A six-foot high water mark makes an excellent symbol for one of the most vivid and unforgettable effects of global climate change. Over the coming century, rising sea levels are going to alter the world’s coastlines drastically, forcing millions of people away from their homes, their lands, and their lives. Our nation’s infrastructure, already in major disrepair, can hardly be expected to withstand such inexorable forces; it is an act of civic responsibility to ensure that businesses and homeowners have enough time to plan.

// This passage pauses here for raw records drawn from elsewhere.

PR #5774, opened 2026-07-14
fix(parser): return Auras via "do the same for <type> cards" (Estrid, the Masked)

### LINKED ISSUE #4779: Estrid doesn't return Auras — Playing with [[Estrid, The Masked]] i found an issue with her ultimate.
Reported in Discord: https://discord.com/channels/1485498006781427802/1521831410565120050/1521831410565120050

**Thread:** Estrid doesn't return Auras
**Cards:** estrid, the masked
**Parser status:** has_gaps

## Summary
Playing with [[Estrid, The Masked]] i found an issue with her ultimate.

### estrid, the masked
[+2]: Untap each enchanted permanent you control.
[−1]: Create a white Aura enchantment token named Mask attached to another target permanent. The token has enchant permanent and umbra armor.
[−7]: Mill seven cards. Return all non-Aura enchantment cards from your graveyard to the battlefield, then do the same for Aura cards.
Estrid, the Masked can be your commander.

---
<sub>report_id: `discord:1521831410565120050:1521831410565120050:0` · discord: `1521831410565120050/1521831410565120050`</sub>

lourincedaging0-commits:
Fixes #4779 — Estrid, the Masked's ult never returns Auras.

## The bug

Estrid's `[−7]` ends with **"Return all non-Aura enchantment cards from your graveyard to the battlefield, then do the same for Aura cards."** The `", then do the same for Aura cards"` tail was **silently dropped**, so only the non-Aura enchantments came back — Auras were never returned.

Two causes, both parser-side:
1. **Chunking** — `split_comma_clause_boundary` only splits `", then <verb>"` when the verb is in the imperative table. `"do the same for …"` isn't, so the tail was glued into the first clause (its whole text ended up as the first ability's description) and never dispatched.
2. **No recognizer** — even split off, there was no handler for the `"do the same for <type>"` effect-replication form (the existing `"do the same for <keyword list>"` and `"target opponent does the same"` handlers don't cover it).

## The fix (parser-only — no new engine variant)

- `split_comma_clause_boundary`: treat `", then do the same for <type>"` as a `Then` boundary — directly mirroring the `"faces a villainous choice"` guard right above it (same "verb not in the imperative table" situation).
- New `try_parse_do_the_same_for_type` recognizer + chunk-loop dispatch that **clones the antecedent sibling effect and swaps its type filter**. This reuses the exact antecedent-clone mechanic `try_parse_scoped_does_the_same` uses for the player-scoped fan-out, so it emits an ordinary sibling `Effect` — no new disposition, resolver, or scope.

Result — Estrid now emits **both** returns, zones and controller preserved (CR 608.2c: the antecedent action is replicated modulo the stated type substitution):
- primary: `ChangeZoneAll` Graveyard→Battlefield, `[Enchantment, Non(Aura)]`, controller You
- sub-ability: `ChangeZoneAll` Graveyard→Battlefield, `[Aura]`, controller You

Building-block level: covers the **`do the same for <type>`** clause class, not Estrid alone.

## Verification

- New building-block test `do_the_same_for_type_replicates_mass_zone_change_with_swapped_type` → passes.
- **Full `engine` lib suite: 16526 passed, 0 failed** — the `", then do the same"` chunk-split change causes zero regressions.
- Parser-combinator gate → PASS.

## Summary by CodeRabbit

* **New Features**
  * Added support for Oracle text using “then do the same for \<type\> cards/permanents.”
  * Replicates applicable effects with the specified card type while preserving relevant zones and controller details.

* **Bug Fixes**
  * Prevents unsupported or ambiguous continuations from generating incorrect effects.

* **Tests**
  * Added coverage for type substitutions and rejection of unsupported continuation patterns.


matthewevans (changes requested):
**Changes requested — the general `do the same for <type>` path silently mishandles a parser-visible sibling class.**

## 🔴 Blocker

- `crates/engine/src/parser/oracle_effect/mod.rs:25403-25413` clones the antecedent and replaces only `TypedFilter::type_filters`. That is insufficient for **Gruesome Menagerie**: its verified Oracle text is “Choose a creature card with mana value 1 in your graveyard, then do the same for creature cards with mana value 2 and 3. Return those cards to the battlefield.” The continuation represents two further selections, and their mana-value predicates are `FilterProp` values, not `type_filters`; this branch can neither replace `1` with `2`/`3` nor emit both sibling actions. The current parse-diff already names Gruesome Menagerie as changed, while the new test covers only Estrid. Keep this form strict-failing until its full substitution/repetition grammar is modeled, or implement a typed continuation that carries the complete replacement filter(s) and add regressions for Gruesome plus Glimpse of Tomorrow’s tracked-set/“put the rest” chain.

## 🟡 Non-blocking

- `crates/engine/src/parser/oracle_effect/sequence.rs:7551-7554` also accepts `repeat this process for`, which is a broader continuation family than a same-action type substitution. Narrow the recognizer unless every accepted form is modeled by the same typed continuation.

## ✅ Clean

- Estrid’s exact Aura sibling is a useful target case, and the parser uses the shared nom/type-phrase infrastructure.
- Current CI is green; the parse-diff artifact correctly exposes the wider five-card blast radius that needs coverage.

**Recommendation: generalize the continuation around complete filter substitution and cardinality, add the affected-card regressions, then re-request review.**

lourincedaging0-commits:
Thanks — good catch on the blast radius. I took the "keep this form strict-failing until the full substitution/repetition grammar is modeled" path and narrowed the change so it touches **only** the clean pure-type substitution (Estrid's `Aura cards`). Pushed in `b4b705e`:

**Recognizer** (`try_parse_do_the_same_for_type`)
- Dropped the broader `repeat this process for` family (your non-blocking point).
- Accepts a filter **only** when it is a whole card-type substitution: rejects any filter carrying a `FilterProp` predicate (Gruesome Menagerie's `creature cards with mana value 2 and 3`) or a controller scope. The multi-type list (Grim Captain's Call's `Vampire, Dinosaur, and Merfolk`) was already rejected by the whole-consumption remainder guard.

**Chunk split** (`split_comma_clause_boundary`)
- The `, then do the same for …` boundary is now gated on that same recognizer, so an unmodeled continuation is **not split at all** and stays glued exactly as before. Verified against the five-card blast radius:

| Card | Before this PR | After |
|------|----------------|-------|
| Estrid, the Masked | Aura return silently dropped | two `ChangeZoneAll` (non-Aura, then Aura) |
| Gruesome Menagerie | glued | **unchanged** (not split; `ChangeZoneAll=0`, `Unimplemented=0`) |
| Grim Captain's Call | glued | **unchanged** |
| Firemind's Foresight | (`repeat this process for`) | **unchanged** (no longer matched) |

**Dispatch** — only emits the retyped clone when a `Typed` target was actually swapped, so an `Unimplemented`/non-typed antecedent is never cloned verbatim.

So the richer substitution/cardinality forms remain strict-failing until that grammar lands, per your recommendation — I did not try to half-model them here.

**Verification:** added recognizer unit tests (accepts `Aura cards`; rejects the mana-value, multi-type, filter-predicate, and `repeat this process for` forms) next to the Estrid end-to-end test. Full `engine` lib suite: **16527 passed, 0 failed**; parser-combinator gate: PASS. Re-requesting review.

matthewevans (changes requested):
**Blocked — the pure-type continuation still has a real sibling whose type filter is nested, not top-level.**

## 🔴 Blocker

- **Glimpse of Tomorrow** is the other current Oracle instance of the supposedly supported pure form: “Put all non-Aura permanent cards revealed this way onto the battlefield, then do the same for Aura cards.” It passes `try_parse_do_the_same_for_type` because its continuation is the clean `Aura cards` form, but its antecedent carries the revealed-set provenance in `TargetFilter::TrackedSetFiltered`, not a top-level `TargetFilter::Typed`.
- `crates/engine/src/parser/oracle_effect/mod.rs:25415-25420` only swaps when the filter handed to the walker is directly `Typed`; it does not replace the inner filter of `TrackedSetFiltered`. `swapped` therefore stays false for this sibling, so the clone is not emitted. The current parse-diff independently shows only Estrid gained a signature, and the added tests exercise only Estrid plus the recognizer in isolation.

**Recommendation: either extend the substitution at the tracked-set-filter authority (preserving the “revealed this way” provenance) and add a Glimpse regression alongside Estrid, or narrow the accepted form to the actual top-level-target shape. Do not claim the generic pure-type class until both production parser shapes are covered.**

matthewevans:
This PR still has unresolved requested changes on head `b4b705e3191428a2a91178e7c48befa838b21742`, and no contributor follow-up after the blocking review. Please address the requested changes and push an updated head within 7 days. If they remain unaddressed, this PR will be auto-closed under the requested-changes expiry policy.

matthewevans:
@coderabbitai review

matthewevans (changes requested):
**Changes requested — the current head still accepts a pure-type sibling whose type filter is nested in tracked-set provenance, then silently emits no repeated action.**

## 🔴 Blocker

- crates/engine/src/parser/oracle_effect/mod.rs:27112-27129 recognizes the Aura-cards continuation and swaps only a directly Typed filter. crates/engine/src/parser/oracle_effect/mod.rs:30094-30103 wraps revealed-this-way targets in TargetFilter::TrackedSetFiltered. Glimpse of Tomorrow says: “Put all non-Aura permanent cards revealed this way onto the battlefield, then do the same for Aura cards.” Its antecedent therefore has a nested typed filter; swapped remains false and the Aura clone is omitted. Head 1f4bbde only merges main over the previously reviewed implementation, so it does not address this blocker.

  Preserve the tracked-set provenance while substituting the nested type filter at its owning filter traversal and cover the Glimpse resolution/parse path; alternatively narrow this continuation until the nested form is modeled. The Estrid-only assertion does not exercise this production shape.

## 🟡 Non-blocking

- CodeRabbit observations remain valid: the recognizer return type permits the wildcard-to-empty-vector fallback at mod.rs:27113-27115, and the new regression is Estrid-specific. Resolve both with the blocker fix so the typed-only contract and sibling coverage are enforced.

**Recommendation: request changes. Add the nested tracked-set sibling regression and a typed traversal that preserves provenance, then re-request review on a non-merge-only head.**

matthewevans:
@coderabbitai full review

matthewevans:
Closing this PR because the requested changes on current head `1f4bbde70544281fdfdb2ac7f3a87d590c15a637` remain unresolved and there has been no contributor follow-up since the expiry warning of 2026-07-21: https://github.com/phase-rs/phase/pull/5774#issuecomment-5030893042

The outstanding blocker is the accepted pure-type continuation that silently omits the nested tracked-set sibling (Glimpse of Tomorrow), documented in the current-head review: https://github.com/phase-rs/phase/pull/5774#pullrequestreview-4749442667. Please open a fresh PR from current `main` when the full tracked-set substitution/provenance path and its regression are ready.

But we should not forget that the accelerating greenhouse effect will have other consequences that are equally profound but less obvious. Extreme weather can be expected to reduce agricultural productivity significantly: there’ll be fewer things to eat, and they’ll be more expensive and harder to obtain. Many plant and animal species will be unable to adapt to climatic transformations happening a hundred or a thousand times faster than evolutionary speed, which means a devastating loss of Earthly biodiversity for our children and our children’s children in the coming centuries.

The climate crisis is here, it’s real, and it’s dangerous to our civilization and to our species. Despite the best efforts of a complaisant media to downplay the severity of the emergency, there is no longer any valid excuse for ignorance or denial.

Warren Senders

Year 4, Month 8, Day 15: This Is Mine. This Is Mine. All This Is Mine.

The LA Times, on another big attractive animal:

The world’s most endangered feline species may become extinct in the wild within 50 years, researchers say, a victim of climate change.

A new report projects that Iberian lynx could become the first cat species in at least 2,000 years to become extinct, researchers found, largely because of the decline of the European rabbit, which makes up 80% of the cat’s diet.

The report, published Sunday in the journal Nature Climate Change, warns that current efforts to boost population of the distinctive tufted-eared cat will only “buy a few decades” for the animal that was once abundant in parts of Spain, Portugal and France.

Rabbit populations have drastically fallen because of overhunting, disease and habitat reduction, researchers said, with climate change a major driver.

Bla, bla, bla. July 23:

If it were only “charismatic megafauna” like the Iberian lynx that face extinction due to the onrush of climatic change, we’d have far less to worry about — although news reporters oriented towards such splashy stories might not notice the difference. Far more troubling than the fate of a single wild cat species is the ongoing decimation of Earth’s most valuable natural resource: the biodiversity which has filled every available ecological niche on the planet with life.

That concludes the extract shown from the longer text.